PR #381, opened 2021-06-04
Fixed ExampleScrape README Sample

j0nimost:
Changed the README `ExampleScrape() ` example slightly which now works with [metalsucks.net](http://metalsucks.net). Below is the output.

image


mna:
Awesome, thanks!

PR #386, opened 2021-07-21
Add GetSingleSelectionList

SirRFI:
Sometimes I encounter scenarios where `Each` method is insufficient, for example when I need to return an error during the iteration. One of first things I tried was looping through `selection.Nodes`, but working with that brings it's own issues as far I remember. So, I ended up doing this:
```go
func GetSingleSelectionList(selection *goquery.Selection) []*goquery.Selection {
	selectionList := make([]*goquery.Selection, selection.Length())
	selection.Each(func (i int, sel *goquery.Selection) {
		selectionList[i] = sel
	})
	return selectionList
}
```
This feels like doing something that should be built in though.

This is where this PR comes in. I am not sure how to name this method though - for now it's `GetSingleSelectionList`, unless it conflicts with existing naming. Maybe something with `split` or `spread` wording would fit better, or go other direction and make it more accessible.

### DIFF
--- a/iteration.go
+++ b/iteration.go
@@ -37,3 +37,13 @@ func (s *Selection) Map(f func(int, *Selection) string) (result []string) {
 
 	return result
 }
+
+// GetSingleSelectionList iterates over a Selection object and returns all
+// matched elements as a slice of single-element Selection.
+func (s *Selection) GetSingleSelectionList() []*Selection {
+	list := make([]*Selection, len(s.Nodes))
+	for i, n := range s.Nodes {
+		list[i] = newSingleSelection(n, s.document)
+	}
+	return list
+}
--- a/iteration_test.go
+++ b/iteration_test.go
@@ -86,3 +86,29 @@ func TestForRange(t *testing.T) {
 		t.Errorf("expected initial selection to still have length %d, got %d", initLen, sel.Length())
 	}
 }
+
+func TestGetSingleSelectionList(t *testing.T) {
+	expectedValues := []string{"n1", "n2", "n3", "n4", "n5", "n6"}
+
+	sel := Doc2().Find("#main div")
+	result := sel.GetSingleSelectionList()
+
+	if len(result) != 6 {
+		t.Errorf("Expected GetSingleSelectionList result to have a length of 6, found %v.", len(result))
+	} else {
+		for i, s := range result {
+			if s.Length() != 1 {
+				t.Errorf("Expected result[%d] to contain only one selected element, got %d", i, s.Length())
+			}
+
+			value, exists := s.Attr("id")
+			if exists == false {
+				t.Fatalf("Expected result[%d]'s node to have \"id\" attribute", i)
+			}
+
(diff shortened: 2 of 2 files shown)


mna:
Hello,

I'm not sure I understand the purpose this new method would serve, what you are building is a slice of single-element selections which is more or less what the original selection is. What would you do then with that slice of single selections? If it's just to return an error from `Each` as you mention, this is easy to accomplish by assigning to an error variable declared outside the Each (or EachWithBreak) closure.

If you could provide a representative task that you struggled to accomplish with the current API, it would help illustrate how adding this would help or perhaps I could see if a different approach using the (quite large) existing API would be better.

Martin

SirRFI:
I am currently rewriting my scrapping program and managed to solve various problems differently than I initially did. This one is keep returning though. Unfortunately I don't remember all the scenarios I experienced through the way. Currently I have two where it's used:
1. Looping through a list and performing some actions, which can return an error
2. Looping through another list backwards

For the first one, your suggestion indeed solved the issue. I should have thought of that, especially that I already used non-error variables like that. For my defense, I am relatively new to Go.

For the second one I still need a slice of selections. The reason I go backwards on it is because I obtain the HTML, do some work on it and set it back to the selection. Doing it in normal order may invalidate further selections if they were found in that HTML, while doing it backwards seems to start from youngest/most nested/indented ones and then move to their ancestors. I am uncertain yet if this is reliable, it's a fresh idea. `div` can come into mind as example, but I find `ul` better one, as `li` elements are between layers - to make nested `ul`, it has to be in `li` element. Thoughts?

mna:
Yeah if you change the html of elements in the selection, it can definitely invalidate elements from the selection if some were nested inside the modified element. That being said, there are a number of html manipulation methods you can use that can append/prepend/wrap etc html on the selection as a whole, if the manipulation you have to do is the same for all nodes in the selection.

Otherwise, you can still do it in whatever order (assuming you don't have to re-select and re-process elements inside the newly assigned html?), because replaced elements will still be valid in the selection, it's just that they won't be part of the document anymore (e.g. if you print out the outer html of the root document, they won't appear, they are orphan nodes).

You cannot really rely on the order in a selection in general, because a selection can be created from many different ways (e.g. Add other selections, Intersection, Union, etc.) that can change the ordering. But for a single operation (e.g. doc.Find("div")), then yes, the document order is respected, so parent nodes will appear before nested ones in the selection.

If you really want to iterate in reverse order, you can use something like that (untested):

```
for i := sel.Length() - 1; i >= 0; i-- {
   singleSel := sel.Eq(i)
   // use selection...
}
```

Hope this helps,
Martin

SirRFI:
Your suggestion seems to do the trick indeed. I expected that if such feature wasn't added this long, there are probably ways to do it somehow else. Well, in case someone runs into similar problem / requirement, this discussion may be in use. Thank You your time, help and the library.

mna:
Cool, no problem, thanks for your interest in goquery and have fun with your project!

PR #392, opened 2021-09-22
use new Cascadia version

kinoute:
The new Cascadia version includes:

- Case-insensitive CSS selectors attributes with `i`(https://github.com/andybalholm/cascadia/pull/51)
- Support of a lot of pseudo-classes (https://github.com/andybalholm/cascadia/issues/50)


mna:
Thanks!

PR #393, opened 2021-09-23
feat: return selections

chyroc:
add `.Selections()` to `*Selection`, so i can use lambda functions to handle it

example:

```go
import "github.com/chyroc/go-lambda"

func main()
	sels := Doc().Find(".hero-unit .row-fluid").Selections()

	lambda.New(sels).ArrayAsync(func(idx int, obj interface{}) interface{} {
		// do http request with async, faster than .Each
		http.Get(obj.(*Selection).AttrOr("href", ""))
		return obj.(*Selection).Text()
	})
}
```

### DIFF
--- a/iteration.go
+++ b/iteration.go
@@ -1,5 +1,14 @@
 package goquery
 
+// Selections returns each element in the selection as Selection list
+func (s *Selection) Selections() []*Selection {
+	res := make([]*Selection, len(s.Nodes))
+	for i, n := range s.Nodes {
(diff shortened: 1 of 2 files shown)


mna:
Hello,

Thanks for your interest in goquery, but I don't see a compelling argument to add this - one can easily collect the selections via `Each` or use `Map` to run transformations directly, while there's also the `*Selection.Nodes` slice that contains the raw `*html.Node` values.

Thanks,
Martin

PR #404, opened 2022-01-04
Updated go.mod dependencies per Snyk alert

jauderho:
Signed-off-by: Jauder Ho <jauderho@users.noreply.github.com>

Snyk identified goquery as needing to have an updated golang.org/x/net/http2. See https://security.snyk.io/vuln/SNYK-GOLANG-GOLANGORGXNETHTTP2-2313688

This PR just bumps the x/net version.

### DIFF
--- a/go.mod
+++ b/go.mod
@@ -2,7 +2,7 @@ module github.com/PuerkitoBio/goquery
 
 require (
 	github.com/andybalholm/cascadia v1.3.1
-	golang.org/x/net v0.0.0-20210916014120-12bc252f5db8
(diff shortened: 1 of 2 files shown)


mna:
Thanks!

mna:
Just a note for others stumbling on this, goquery does not use the `http2` package and as such was not impacted by the security alert. It only uses the `golang.org/x/net/html` package, but since both `http2` and `html` are in the same repo, it probably got flagged as requiring an upgrade. No harm done either way, not a bad thing to update the deps!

※ ※ ※

_Your task_
Word for word and line for line, give the material again.

_Written response_
PR #381, opened 2021-06-04
Fixed ExampleScrape README Sample

j0nimost:
Changed the README `ExampleScrape() ` example slightly which now works with [metalsucks.net](http://metalsucks.net). Below is the output.

image


mna:
Awesome, thanks!

PR #386, opened 2021-07-21
Add GetSingleSelectionList

SirRFI:
Sometimes I encounter scenarios where `Each` method is insufficient, for example when I need to return an error during the iteration. One of first things I tried was looping through `selection.Nodes`, but working with that brings it's own issues as far I remember. So, I ended up doing this:
```go
func GetSingleSelectionList(selection *goquery.Selection) []*goquery.Selection {
	selectionList := make([]*goquery.Selection, selection.Length())
	selection.Each(func (i int, sel *goquery.Selection) {
		selectionList[i] = sel
	})
	return selectionList
}
```
This feels like doing something that should be built in though.

This is where this PR comes in. I am not sure how to name this method though - for now it's `GetSingleSelectionList`, unless it conflicts with existing naming. Maybe something with `split` or `spread` wording would fit better, or go other direction and make it more accessible.

### DIFF
--- a/iteration.go
+++ b/iteration.go
@@ -37,3 +37,13 @@ func (s *Selection) Map(f func(int, *Selection) string) (result []string) {
 
 	return result
 }
+
+// GetSingleSelectionList iterates over a Selection object and returns all
+// matched elements as a slice of single-element Selection.
+func (s *Selection) GetSingleSelectionList() []*Selection {
+	list := make([]*Selection, len(s.Nodes))
+	for i, n := range s.Nodes {
+		list[i] = newSingleSelection(n, s.document)
+	}
+	return list
+}
--- a/iteration_test.go
+++ b/iteration_test.go
@@ -86,3 +86,29 @@ func TestForRange(t *testing.T) {
 		t.Errorf("expected initial selection to still have length %d, got %d", initLen, sel.Length())
 	}
 }
+
+func TestGetSingleSelectionList(t *testing.T) {
+	expectedValues := []string{"n1", "n2", "n3", "n4", "n5", "n6"}
+
+	sel := Doc2().Find("#main div")
+	result := sel.GetSingleSelectionList()
+
+	if len(result) != 6 {
+		t.Errorf("Expected GetSingleSelectionList result to have a length of 6, found %v.", len(result))
+	} else {
+		for i, s := range result {
+			if s.Length() != 1 {
+				t.Errorf("Expected result[%d] to contain only one selected element, got %d", i, s.Length())
+			}
+
+			value, exists := s.Attr("id")
+			if exists == false {
+				t.Fatalf("Expected result[%d]'s node to have \"id\" attribute", i)
+			}
+
(diff shortened: 2 of 2 files shown)


mna:
Hello,

I'm not sure I understand the purpose this new method would serve, what you are building is a slice of single-element selections which is more or less what the original selection is. What would you do then with that slice of single selections? If it's just to return an error from `Each` as you mention, this is easy to accomplish by assigning to an error variable declared outside the Each (or EachWithBreak) closure.

If you could provide a representative task that you struggled to accomplish with the current API, it would help illustrate how adding this would help or perhaps I could see if a different approach using the (quite large) existing API would be better.

Martin

SirRFI:
I am currently rewriting my scrapping program and managed to solve various problems differently than I initially did. This one is keep returning though. Unfortunately I don't remember all the scenarios I experienced through the way. Currently I have two where it's used:
1. Looping through a list and performing some actions, which can return an error
2. Looping through another list backwards

For the first one, your suggestion indeed solved the issue. I should have thought of that, especially that I already used non-error variables like that. For my defense, I am relatively new to Go.

For the second one I still need a slice of selections. The reason I go backwards on it is because I obtain the HTML, do some work on it and set it back to the selection. Doing it in normal order may invalidate further selections if they were found in that HTML, while doing it backwards seems to start from youngest/most nested/indented ones and then move to their ancestors. I am uncertain yet if this is reliable, it's a fresh idea. `div` can come into mind as example, but I find `ul` better one, as `li` elements are between layers - to make nested `ul`, it has to be in `li` element. Thoughts?

mna:
Yeah if you change the html of elements in the selection, it can definitely invalidate elements from the selection if some were nested inside the modified element. That being said, there are a number of html manipulation methods you can use that can append/prepend/wrap etc html on the selection as a whole, if the manipulation you have to do is the same for all nodes in the selection.

Otherwise, you can still do it in whatever order (assuming you don't have to re-select and re-process elements inside the newly assigned html?), because replaced elements will still be valid in the selection, it's just that they won't be part of the document anymore (e.g. if you print out the outer html of the root document, they won't appear, they are orphan nodes).

You cannot really rely on the order in a selection in general, because a selection can be created from many different ways (e.g. Add other selections, Intersection, Union, etc.) that can change the ordering. But for a single operation (e.g. doc.Find("div")), then yes, the document order is respected, so parent nodes will appear before nested ones in the selection.

If you really want to iterate in reverse order, you can use something like that (untested):

```
for i := sel.Length() - 1; i >= 0; i-- {
   singleSel := sel.Eq(i)
   // use selection...
}
```

Hope this helps,
Martin

SirRFI:
Your suggestion seems to do the trick indeed. I expected that if such feature wasn't added this long, there are probably ways to do it somehow else. Well, in case someone runs into similar problem / requirement, this discussion may be in use. Thank You your time, help and the library.

mna:
Cool, no problem, thanks for your interest in goquery and have fun with your project!

PR #392, opened 2021-09-22
use new Cascadia version

kinoute:
The new Cascadia version includes:

- Case-insensitive CSS selectors attributes with `i`(https://github.com/andybalholm/cascadia/pull/51)
- Support of a lot of pseudo-classes (https://github.com/andybalholm/cascadia/issues/50)


mna:
Thanks!

PR #393, opened 2021-09-23
feat: return selections

chyroc:
add `.Selections()` to `*Selection`, so i can use lambda functions to handle it

example:

```go
import "github.com/chyroc/go-lambda"

func main()
	sels := Doc().Find(".hero-unit .row-fluid").Selections()

	lambda.New(sels).ArrayAsync(func(idx int, obj interface{}) interface{} {
		// do http request with async, faster than .Each
		http.Get(obj.(*Selection).AttrOr("href", ""))
		return obj.(*Selection).Text()
	})
}
```

### DIFF
--- a/iteration.go
+++ b/iteration.go
@@ -1,5 +1,14 @@
 package goquery
 
+// Selections returns each element in the selection as Selection list
+func (s *Selection) Selections() []*Selection {
+	res := make([]*Selection, len(s.Nodes))
+	for i, n := range s.Nodes {
(diff shortened: 1 of 2 files shown)


mna:
Hello,

Thanks for your interest in goquery, but I don't see a compelling argument to add this - one can easily collect the selections via `Each` or use `Map` to run transformations directly, while there's also the `*Selection.Nodes` slice that contains the raw `*html.Node` values.

Thanks,
Martin

PR #404, opened 2022-01-04
Updated go.mod dependencies per Snyk alert

jauderho:
Signed-off-by: Jauder Ho <jauderho@users.noreply.github.com>

Snyk identified goquery as needing to have an updated golang.org/x/net/http2. See https://security.snyk.io/vuln/SNYK-GOLANG-GOLANGORGXNETHTTP2-2313688

This PR just bumps the x/net version.

### DIFF
--- a/go.mod
+++ b/go.mod
@@ -2,7 +2,7 @@ module github.com/PuerkitoBio/goquery
 
 require (
 	github.com/andybalholm/cascadia v1.3.1
-	golang.org/x/net v0.0.0-20210916014120-12bc252f5db8
(diff shortened: 1 of 2 files shown)


mna:
Thanks!

mna:
Just a note for others stumbling on this, goquery does not use the `http2` package and as such was not impacted by the security alert. It only uses the `golang.org/x/net/html` package, but since both `http2` and `html` are in the same repo, it probably got flagged as requiring an upgrade. No harm done either way, not a bad thing to update the deps!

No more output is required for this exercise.